Now, let's convert these concepts into a Python class using the backtrader library:

import backtrader as bt



class DEMA(bt.Indicator):

    lines = ('dema',)

    params = (('period', 12),)



    def __init__(self):

        self.addminperiod(self.params.period)



    def next(self):

        weight = 2.0 / (1.0 + self.params.period)



        if len(self.data) == self.params.period:

            last_ema = sum(self.data.get(size=self.params.period)) / self.params.period

            last_ema_of_ema = sum(self.data.get(size=self.params.period)) / self.params.period

        elif len(self.data) > self.params.period:

            last_ema = (weight * self.data[0] +

                        (1.0 - weight) * self.lines.dema[-1])

            last_ema_of_ema = (weight * last_ema +

                               (1.0 - weight) * self.lines.dema[-1])



        ema = (weight * self.data[0] +

               (1.0 - weight) * last_ema)

        ema_of_ema = (weight * ema +

                      (1.0 - weight) * last_ema_of_ema)

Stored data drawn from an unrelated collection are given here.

PR #291, opened 2024-04-13
Impose restrictions on name field

mwcraig:
I realized while working on the form for entering `Camera` and other named objects that it allowed a bunch of bad names, like `""` or `"  "`. Since leading or trailing whitespace in a name also seemed like a bad idea, this PR adds (and tests) this constraint on the name field:

+ Must be one or more non-whitespace characters
+ Cannot have leading or trailing whitespace

A quick review on this would be helpful...

### DIFF
--- a/stellarphot/io/tess.py
+++ b/stellarphot/io/tess.py
@@ -474,7 +474,13 @@ class TessTargetFile:
         result = requests.get(
             self.aperture_server + "cgi-bin/gaia_to_aij/upload_request.cgi",
             params=params,
+            timeout=15,  # If no response in 15 seconds we won't ever get one...
         )
+        if result.status_code != 200:
+            raise requests.ConnectionError(
+                f"Failed to retrieve target file: {result.text}"
+            )
+
         links = re.search(
             'href="(.+)"',
             result.text.replace("\n", ""),
--- a/stellarphot/io/tests/test_tess_submission.py
+++ b/stellarphot/io/tests/test_tess_submission.py
@@ -3,7 +3,7 @@ import warnings
 
 import pytest
 from astropy.coordinates import SkyCoord
-from requests import ConnectionError
+from requests import ConnectionError, ReadTimeout
 
 from stellarphot.io.tess import TessSubmission, TessTargetFile
 
@@ -85,7 +85,7 @@ def test_target_file():
 
     try:
         tess_target = TessTargetFile(tic_742648307, magnitude=12, depth=10)
-    except ConnectionError:
+    except (ConnectionError, ReadTimeout):
         server_down = True
         tess_target = None  # Assure tess_target is defined so that we can delete it
     except ValueError:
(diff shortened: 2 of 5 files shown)


stellarphot/io/tess.py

        self.lines.dema[0] = 2.0 * ema - ema_of_ema

This Python class defines a custom indicator DEMA that inherits from bt.Indicator. It has a single line called dema and a parameter period with a default value of 12. The __init__ method sets the minimum period required for calculations. The next method is called for each new bar and implements the DEMA calculation logic.

Note that the conversion assumes that the mq4 script is correctly implemented and the logic is accurately translated into the Python class.